When the star drive on their Balordavon15 went critical in the vicinity of a little known star system in the Kevdaloor sector, Geelek and Yoldri chose the one option that wasn’t instantaneous death. They hustled themselves into a long-range probe ship and rushed out of the launch bay, as it crumbled around them.
With only standard provisions and a replicator reservoir that would last ninety days at most, they aimed their vessel at one of two habitable planets in the system.
“More water,” Geelek explained. “More ecologically diverse.”
“Just get us there,” said Yoldri. The spectacular explosion of the Balordavon15, against a brilliant, starlit background, had pinned her concentration to the here and now.
The probe ship alit at the edge of a forest of deciduous trees not so different from the ones found on their homeworld. Their first thought was to busy themselves with the probe ship’s sensor array and gather as much data about the unknown planet as they could, before nightfall.
What they discovered was disheartening. The dominant sentient species operated within a subsistence culture, largely dependent on hunting.
“Rudimentary agriculture,” said Yoldri. “All told, a mixed blessing.”
Geelek nodded. While the indigenous population was no match for the probe ship’s automated defenses, the planet had little to offer.
“Unless you count survival,” said Geelek. But what kind of life could they have?

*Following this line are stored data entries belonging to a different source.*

PR #719, opened 2022-12-14
an empty string is not allowed when required=True

sinisaos:
An empty string is not allowed when `Varchar` argument is `required=True`. Related to [this issue](https://github.com/piccolo-orm/piccolo_admin/issues/261)

### DIFF
--- a/piccolo/utils/pydantic.py
+++ b/piccolo/utils/pydantic.py
@@ -48,6 +48,12 @@ def pydantic_json_validator(cls, value, field):
         return value
 
 
+def pydantic_empty_string_validator(cls, value):
+    if value == "":
+        raise ValueError("Required field cannot be empty")
+    return value
+
+
 def is_table_column(column: Column, table: t.Type[Table]) -> bool:
     """
     Verify that the given ``Column`` belongs to the given ``Table``.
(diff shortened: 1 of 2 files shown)


piccolo/utils/pydantic.py
```diff
@@ -221,7 +227,15 @@ def create_pydantic_model(
         elif isinstance(column, Email):
             value_type = pydantic.EmailStr
         elif isinstance(column, Varchar):
-            value_type = pydantic.constr(max_length=column.length)
+            if not column._meta.required:
```
dantownsend, line 230: Having the truthy statement first makes the logic easier to follow. For example:

```python
if something is True:
    ...
else:
    ...
```

piccolo/utils/pydantic.py
```diff
@@ -221,7 +227,15 @@ def create_pydantic_model(
...
+                value_type = pydantic.constr(max_length=column.length)
+            else:
+                value_type = column.value_type
```
dantownsend, line 233: Shouldn't `value_type` still be `pydantic.constr(max_length=column.length)`?

piccolo/utils/pydantic.py
```diff
@@ -221,7 +227,15 @@ def create_pydantic_model(
         elif isinstance(column, Email):
             value_type = pydantic.EmailStr
         elif isinstance(column, Varchar):
```
dantownsend, line 229: This could also be true of `Text` columns.

Issue #749, opened 2023-01-07
auto-generated fastapi 0.89.0 error


mwmeyer:
Heads up: 

It looks like the [fastapi 0.89.0 release](https://github.com/tiangolo/fastapi/releases/tag/0.89.0) breaks the asgi code generated by piccolo ( `piccolo asgi new` )

```
(venv) $ python main.py
INFO:     Will watch for changes in these directories: ['/...']
INFO:     Uvicorn running on http://127.0.0.1:8000 (Press CTRL+C to quit)
INFO:     Started reloader process [47337] using StatReload
...
  File "/.../app.py", line 21, in <module>
    create_admin(
  File "/.../venv/lib/python3.9/site-packages/piccolo_admin/endpoints.py", line 1085, in create_admin
    return AdminRouter(
  File "/.../venv/lib/python3.9/site-packages/piccolo_admin/endpoints.py", line 523, in __init__
    private_app.add_api_route(
  File "/.../venv/lib/python3.9/site-packages/fastapi/applications.py", line 304, in add_api_route
    self.router.add_api_route(
  File "/.../venv/lib/python3.9/site-packages/fastapi/routing.py", line 572, in add_api_route
    route = route_class(
  File "/.../venv/lib/python3.9/site-packages/fastapi/routing.py", line 400, in __init__
    self.response_field = create_response_field(
  File "/.../venv/lib/python3.9/site-packages/fastapi/utils.py", line 90, in create_response_field
    raise fastapi.exceptions.FastAPIError(
fastapi.exceptions.FastAPIError: Invalid args for response field! Hint: check that <class 'starlette.responses.JSONResponse'> is a valid pydantic field type
```

Down-grading to `0.88.0` fixed the error.

dantownsend:
@mwmeyer Thanks for the heads up - we'll get a fix out for this. We could version pin to `0.88.0` for now.

dantownsend:
This should be fixed now. We release a new version of Piccolo Admin - `piccolo_admin==0.41.0` which works with the new FastAPI version.

PR #750, opened 2023-01-08
version pin fastapi

dantownsend:
Fixes https://github.com/piccolo-orm/piccolo/issues/749

FasAPI has some breaking changes in version `0.89.0`, so version pinning to `0.88.0` for now.

This is a temporary fix - would be better to fix the ASGI template so it works with the most recent FastAPI version.

### DIFF
--- a/piccolo/apps/asgi/commands/new.py
+++ b/piccolo/apps/asgi/commands/new.py
@@ -14,6 +14,7 @@ ROUTERS = ["starlette", "fastapi", "blacksheep", "xpresso", "starlite"]
 ROUTER_DEPENDENCIES = {
     "starlite": ["starlite>=1.46.0"],
     "xpresso": ["xpresso==0.43.0", "di==0.72.1"],
+    "fastapi": ["fastapi==0.88.0"],
 }
 
 


sinisaos:
@dantownsend Fix is in Piccolo Admin. If we replace https://github.com/piccolo-orm/piccolo_admin/blob/cba193071639f94b3240e9f515853e9a4885e13b/piccolo_admin/endpoints.py#L820 with `t.Any` everything is fine. I can do a PR.

dantownsend:
@sinisaos It seems like the latest FastAPI version lets you determine the `response_model` using type annotations. But the implementation seems flawed if it tries treating `JSONResponse` as a Pydantic model, and then fails.

We could try replacing this:

```
from starlette.responses import HTMLResponse, JSONResponse
```

With:

```
from fatapi.responses import HTMLResponse, JSONResponse
```

Just in case FastAPI handles it's own `JSONResponse` correctly.

Alternatively, we can just remove the response type:

```python
async def post_single_form(self, request: Request, form_slug: str):
    ...
```

sinisaos:
> With:
> 
> ```
> from fatapi.responses import HTMLResponse, JSONResponse
> ```
> 
> Just in case FastAPI handles it's own `JSONResponse` correctly.
>

I already tried that, but it doesn't work as it should either.
 
> Alternatively, we can just remove the response type:
> 
> ```python
> async def post_single_form(self, request: Request, form_slug: str):
>     ...
> ```
Or add `t.Any` to response_model. I was just creating a PR for that fix when I received a notification about your PR in Piccolo ORM. If you want, I can do it with `t.Any` or remove the response type, as you want, and then we don't need version pin PR in Piccolo ORM.

dantownsend:
@sinisaos Yeah, I'll close this PR. It doesn't seem to fix the problem anyway. As you say, the problem seems to be with Piccolo Admin instead.

Having `-> t.Any` should be the same as removing it, so both should work.

The only other thing we could do is return a Pydantic model instead. But if it's a 422 error, we return a different data structure, so maybe we leave that for now.

sinisaos:
> The only other thing we could do is return a Pydantic model instead. But if it's a 422 error, we return a different data structure, so maybe we leave that for now.

We could return `t.Dict[str, t.Any]`, but as you say we need a `status_code=422` response if there is an error. I will make a PR and remove the response model and you close this PR.

dantownsend:
@sinisaos OK, lets just return the response type for now.

dantownsend:
@sinisaos That seemed to solve the problem - I ran the integration tests, and now they pass 👍

dantownsend:
@sinisaos Do you think we should version pin the routers anyway in `piccolo asgi new`?

sinisaos:
@dantownsend I don't think this is necessary because custom forms response `t.Any` also works with previous versions of FastAPI.

dantownsend:
@sinisaos You're right - it's backwards compatible. It's just that sometimes changes to the router libraries break our CI. I guess it's good in a way though, as it alerts us to make changes. OK, we won't version pin the routers for now.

That, it turned out, was the central dilemma. They could lift off, orbit the planet, send out a subspace homing beacon and use up their resources by waiting. Trouble was, the Balordavon15 had spit them out of subspace into a mostly uncharted sector of the universe. Geelek picked up a smooth, ovoid rock at his feet and threw it as hard as he could.
“The nearest star base could be ten thousand parsecs from here!” he shouted. Yoldri rushed up and hugged him.
“Take it easy,” she said. “We’ll make a start. We can initialize the mini hydroponics lab right away, which is automated, let me remind you. That would keep us going until we could start a garden of our own. Ship’s AI could tell us which indigenous plants are edible.”
“And we can broadcast a distress signal on standard radio frequencies,” said Geelek.
“But we know nothing about the climate,” said Yoldri. “We’ll have to do a meteorological study, just to find out what season we’re in. Let me run inside and get the portable scanner.”
“Or, we could just ask these … people,” said Geelek.
Yoldri, who was halfway up the ship’s entry ramp, turned around and followed Geelek’s out stretched arm with her eyes. Less than a dozen meters to the northeast, was a group of indigenous bipeds who had just trudged up from behind a small hill.
The tallest of the sentients, whose face was dominated by a cheek-length scar, stepped forward. It didn’t help Yoldri’s mood that he cradled a fire-hardened spear in his muscular arms. Geelek extended a four-fingered hand, palm up.
“Hi,” he said. His cheery voice set off a chorus of chattering among the bipeds, followed by a rapid-fire repetition of Geelek’s greeting.
“Hi,” said all twelve of the new comers, each one holding out a hand to mimic Geelek’s gesture. Their unself-conscious performance might have made the two off-worlders laugh, if it weren’t for the sheer terror of it all.
An elderly female with a stern expression stepped forward from the back of the group. Between her carefully stitched, rawhide robes and the fierce-looking animal skull attached to her head with rawhide thongs, Geelek and Yoldri expected her next words would be their death sentence.
Instead, she bowed her head and said in the quietest of voices:
“Trex Tellar Sortium?”
The off-worlder’s eyes bulged.
“You don’t actually think she means … has to be a coincidence,” said Yoldri.
“Ridiculous,” said Geelek. “How would they know about the Delitrex Interstellar Consortium?”
A split second later, he got his answer, as the entire party of indigenous sentients fell to their knees and planted their faces in the lime green grass at their feet.
“Trex Tellar Sortium,” they chanted with an unnervingly quiet reverence. “Trex Tellar Sortium.”
“What do you make of this?” asked Yoldri.
“A chance to live out the week, at least,” said said Geelek. “Unless they expect us to make it rain.”
The chanting stopped abruptly and the elderly female rose to her feet again and spoke in rapturous tones.
“Oh ancient ones, you have returned,” she said.
“You thinking what I’m thinking?” asked Yoldri.
“The probe ship’s translation field has finally kicked in,” said Geelek. “And we are so screwed.”